Justin Amash isn’t paving the way for a third major party and no one ever will

There’s a moral high ground that some conservatives think they’re taking by opposing the people who do the most to advance their principles — specifically, President Trump and Mitch McConnell — while supporting feckless spoilers like Michigan Rep. Justin Amash.

Washington Post columnist George Will is the epitome of this form of arrogant, self-centered and ultimately defeatist thinking.

They’re like vegans showing up to a barbecue, the root of endless problems, and with no solutions of their own that don’t involve forcing everyone else to adjust the reality they live in.

Will on Friday offered a glowing assessment of Amash as “admirable” because he’s left the Republican Party and opposes Trump. So, that covers just about everything Democrats want in a Republican. The final leap is to actually become a Democrat but to do that would mean neither Will nor Amash could claim the imaginary moral authority that they wield as ever-so-snobby “principled conservatives.”

Instead, they pretend there’s a third party option that, in our nearly 250 years as a functioning democracy, has so far eluded us.
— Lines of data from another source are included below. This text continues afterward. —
PR #1536, opened 2025-08-12
Separate token/asset specs and events from SDK into dedicated crates

### LINKED ISSUE #1532: Token event specs will not be exported in contracts that use the new event types
Token contract events are not included in contract spec if merely used from the SDK.

Specs are written to the wasm file by code injecting a static variable containing the XDR bytes, marked with an attribute to indicate which custom section the bytes should be appended to.

So whether specs are included or not is decided at the time when the type is defined, and the macro on the type executes at compile time, irrespective of whether the type gets used or not.

Types inside the soroban-sdk are marked with `export = false`, to tell the macro not to mark the spec XDR variable to be included in the wasm custom section. This is because a large variety of applications can import the SDK, and it would not be appropriate for an application not using the types to have them included in their spec. So when contract functions expose an SDK type it's a bit of a hack. The type isn't actually exposed in the spec like it would be if the contract had defined the type itself. In all cases where this matters the SDK can recognise the referenced type in a spec even if it's type is not included. It's a hack, but it works around the limitations.

But, this presents a problem where events defined don't get referenced in a contract function definition, so the SDK doesn't surface the use or presence of the events any other way.

We need to rethink about how the token contract events are defined so that they get surfaced into the specs of any tokens that use them.

When posting ideas for how to solve this, please label them with a number for easy and not-confusing reference.

cc @dmkozh @stellar/contract-committers

leighmcculloch:
### What
Move token and asset specs into dedicated crates. Move token events into the soroban-token-sdk crate.

### Why
Accessing utilities for publishing token events have always lived in the soroban-token-sdk. The soroban-token-sdk is what folks can import if they want utilities for building a token. The token utilities in the soroban-sdk are intended to only support calling tokens.

We want the generated token and asset spec to include the events, and since the events aren't defined in the soroban-sdk the spec gen needs to live outside the soroban-sdk because the soroban-sdk can't depend on the soroban-token-sdk. Creating new crates to collate and expose the generated spec XDR makes a lot of sense in any case, since it isolates that functionality into crates dedicated for that purpose rather than clouding the API of the main soroban-sdk.

Tools that need the spec, such as the stellar-cli, can now call `soroban_token_spec::xdr()` or `stellar_asset_spec::xdr()` instead of calling `soroban_sdk::token::StellarAssetSpec::spec_xdr()`.

Token developers using token event publishing utilities continue to use `soroban-token-sdk`.

Close #1532


.github/workflows/rust.yml
```diff
@@ -61,7 +61,7 @@ jobs:
       with:
         name: cargo-semver-checks
         version: 0.42.0
-    - run: cargo semver-checks
+    - run: cargo semver-checks --exclude '*-spec'
```
leighmcculloch: There's some funky stuff with the `soroban-token-spec` crate, because it's technically been published before a long time ago, and the tool is messing up looking it up. After the next stable release this can be removed.

soroban-token-sdk/Cargo.toml
```diff
@@ -11,8 +11,10 @@ edition = "2021"
 rust-version.workspace = true
 
 [lib]
-crate-type = ["cdylib", "rlib"]
```
leighmcculloch, line 14: The cdylib is a hold over from when we used to use this lib as a way to build a wasm to get the contract spec, which we don't do anymore. The 'rlib' is unnecessary.

soroban-token-sdk/src/event.rs
```diff
@@ -11,45 +11,59 @@ impl Events {
...
+        #[contractevent(data_format = \"single-value\")]\n\
+        pub struct SetAdmin {\n\
+            #[topic]\n\
+            admin: Address,\n\
+            new_admin: Address,\n\
+        }"]
     pub fn set_admin(&self, admin: Address, new_admin: Address) {
         let topics = (symbol_short!("set_admin"), admin);
         self.env.events().publish(topics, new_admin);
     }
```
leighmcculloch, line 64: The `set_authorized` and `set_admin` events should never have been in the token sdk, as they're events published only by the Stellar Asset Contract, not part of SEP-41 Tokens. So the deprecation notice tells people how to define their own events that produce the same output.

dmkozh (approved):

One would think after having literally lived through the dissolution of the Dixiecrats that someone like George Will would know there will never be a nationally viable third party. There are plenty of reasons for that. For example, Americans are often comfortable with just two major choices. That’s why when you order Coke at a restaurant and the server offers Pepsi as an alternative, you either gag or begrudgingly accept the alternative. Most people won’t ask for R.C.

See? Two choices.

But paramount in American politics is that we only have one office of the presidency and it’s reserved for just one person to hold an entire one-third of federal power (and then some, when you consider foreign policy). The presidency is the ultimate prize and it makes no political sense for more than two parties to compete for it.

Green Party issues are already covered by Democrats. “Tea Party” voters are at home with Republicans. And the Libertarian Party people can get lost. The national appetite for a third party is the same as it is for Joe Biden’s nude photos: not strong.

When Donald Trump ran for president as an unconventional Republican without regard to previous party orthodoxy, it was because he knew it was easier to change an existing party than it would have been to create a new one.

None of this is news to George Will or Justin Amash. They’re not naive. They’re worthless.